# Do they still have the 100 point packages available at Animal Kingdom?



## rickandcindy23 (Aug 4, 2008)

I am trying to talk Rick into this.  He is a tough sale, I tell ya!    He loves Disney, but our trades are good enough for him.  I told him if we go on a cruise, I want to do the Disney cruise, not a cruise with Carnival or Princess.  He says, "so let's pay for the cruise."   

So I showed him the cost per point and the cruise brochure for points needed, and he said, "So you really save money with the DVC points?"  Well, of course, but you still have to BUY the points.  We haven't done it yet!  Gosh darn it.  

I talk him into it, then I go to call Mario today (our salesperson), and he says, "Did we decide to do that?"  Well, YEAH!  He said, "How many points do we have to buy?"  Now I am back with this question--AGAIN!  He wants to play around a bit with a smaller amount of points.  I talked to richardm here on TUG, who is a salesperson with GMAC that sells Disney points, and he said if we want them soon, we need to go directly through Disney.  Honest of him, and I like that.  I need to just call Mario and ask, I guess.  

I think I want to own at Saratoga Springs.  Are they sold out?  Love the decor in those units.


----------



## Steamboat Bill (Aug 4, 2008)

I think SSR is officially sold out, but I am sure you can always buy direct from Disney as they always have ROFR inventory.

I never find the DCL worth the points. It is better to rent your points for $11-12 pp and then pay cash for the DCL.

If you are NOT a DVC owner, you must buy the minimum 160 point contract. Current owners can buy as little as 25 add-on points.

SSR is the best priced DVC with the lowest annual dues IMHO.


----------



## laxmom (Aug 4, 2008)

We purchased our first contract thru GMAC and they were terrific!  It does take about 6-8 weeks to go that route.  We did our add on direct and our points were there in less than 24 hours.  If you buy resale the minimum does not apply.
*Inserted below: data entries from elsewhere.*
PR #2032, opened 2025-02-09
Add eql/equal support to RSpec/PredicateMatcher

bquorning:
The `be_bool?` node matcher was already finding nodes using `eql` and `equal`, but then didn't properly handle them.

- [x] Added tests.
- [ ] Updated documentation.

### DIFF
--- a/lib/rubocop/cop/rspec/predicate_matcher.rb
+++ b/lib/rubocop/cop/rspec/predicate_matcher.rb
@@ -112,7 +112,7 @@ module RuboCop
 
         def true?(to_symbol, matcher)
           result = case matcher.method_name
-                   when :be, :eq
+                   when :be, :eq, :eql, :equal
                      matcher.first_argument.true_type?
                    when :be_truthy, :a_truthy_value
                      true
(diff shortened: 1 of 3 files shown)


bquorning:
cc @corsonknowles

corsonknowles (approved):
Great find! Another win for coverage.

lib/rubocop/cop/rspec/predicate_matcher.rb
```diff
@@ -106,7 +106,7 @@ def rewrite_matcher(corrector, predicate, matcher)
 
         def true?(to_symbol, matcher)
           result = case matcher.method_name
-                   when :be, :eq
+                   when :be, :eq, :eql, :equal
```
pirj, line 109: A few aliases to make this complete? https://github.com/rspec/rspec/blob/a80119c703d38f993c414490abe8c992154cf5d1/rspec-expectations/lib/rspec/matchers.rb#L578

I just went there just in case, I don't think I've seen those used once in my practice 🙈  So really up to you.

pirj (approved):
Thank you!

lib/rubocop/cop/rspec/predicate_matcher.rb
bquorning: Yeah, I have never seen those used either. I think there’s no need to add them now.

ydah (approved):

PR #2033, opened 2025-02-09
Refactor RSpec/Focus, increase branch coverage

bquorning:
The corrector logic for pair_type/str_type/sym_type seems like a "generic" implementation, so I move things around to let that be a "default" case in the if/else block.

To avoid conflicts with other PRs improving code coverage, the .simplecov file is not updated here.

- [ ] Added tests.
- [ ] Updated documentation.

### DIFF
--- a/lib/rubocop/cop/rspec/focus.rb
+++ b/lib/rubocop/cop/rspec/focus.rb
@@ -75,23 +75,27 @@ module RuboCop
         def on_send(node)
           return if node.chained? || node.each_ancestor(:def, :defs).any?
 
-          focus_metadata(node) do |focus|
-            add_offense(focus) do |corrector|
-              if focus.pair_type? || focus.str_type? || focus.sym_type?
-                corrector.remove(with_surrounding(focus))
-              elsif focus.send_type?
-                correct_send(corrector, focus)
-              end
+          if focused_block?(node)
+            on_focused_block(node)
+          else
+            metadata(node) do |focus|
+              on_metadata(focus)
             end
           end
         end
 
         private
 
-        def focus_metadata(node, &block)
-          yield(node) if focused_block?(node)
+        def on_focused_block(node)
+          add_offense(node) do |corrector|
+            correct_send(corrector, node)
+          end
+        end
 
-          metadata(node, &block)
+        def on_metadata(node)
+          add_offense(node) do |corrector|
+            corrector.remove(with_surrounding(node))
+          end
         end
 
         def with_surrounding(focus)


bquorning:
cc @corsonknowles

lib/rubocop/cop/rspec/focus.rb
```diff
@@ -77,10 +77,10 @@ def on_send(node)
 
           focus_metadata(node) do |focus|
             add_offense(focus) do |corrector|
-              if focus.pair_type? || focus.str_type? || focus.sym_type?
```
pirj, line 80: Focus can't be a str_type?, or can it?

lib/rubocop/cop/rspec/focus.rb
```diff
@@ -89,9 +89,11 @@ def on_send(node)
         private
 
         def focus_metadata(node, &block)
-          yield(node) if focused_block?(node)
-
-          metadata(node, &block)
+          if focused_block?(node)
```
pirj, line 92: What if inline this method? Won't we be able to remove one "if" statement?

lib/rubocop/cop/rspec/focus.rb
bquorning: I don’t think so, no. But the code has been there forever 🤷🏼

pirj: I love the gentle idea of dropping this condition by flipping else with elsif! 😄

lib/rubocop/cop/rspec/focus.rb
bquorning: `focused_block?` is a node matcher; I’m not sure how to inline it?

pirj:
```ruby
        def on_send(node)
          return if node.chained? || node.each_ancestor(:def, :defs).any?

          if focused_block?(node)
              correct_send(corrector, node)
            end
          else
            metadata(node) do |focus|
              add_offense(focus) do |corrector|
                corrector.remove(with_surrounding(focus))
              end
            end
          end
        end
```

pirj: This causes an offence, though `Metrics/MethodLength: Method has too many lines. [12/10]`.

To me, this improves the separation of the two cases:
 - fit/fdescribe/... focused example/example groups methods
 - examples/example groups focused with `focus` metadata

It just happens that the entry point to detect them is the same, `on_send`.

For those two cases:
1. node pattern to detect is different
2. the selection for offence is different
3. the correction is different

bquorning: Brilliant. Thanks.

pirj (approved):
Just perfect! Thank you 🙌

SSR sold out a couple of weeks ago but there is a huge number of contracts on the resale market right now so I am sure Disney has inventory.  SSR is really nice.  We toured a Grand Villa there a couple of weeks ago.  Wow!!

When using your points for a cruise, one thing you have to remember is that you are comparing apples and oranges when you compare the cost of points for a resort stay verses a cruise.  The cruise includes food.  You still have to buy it at a resort.  Same for entertainment.  Most is covered on the cruise.  My thought is, they are your points and if that is how you want to use them, go for it.  Use your MF's as the guage as to whether it is a good deal or not.  You can always rent them as Steamboatbill said.  You would have no problem renting DVC points.


----------



## alwysonvac (Aug 4, 2008)

*Buy for DVC resort stays*

Only buy DVC if you're planning to use it mainly for DVC resort stay.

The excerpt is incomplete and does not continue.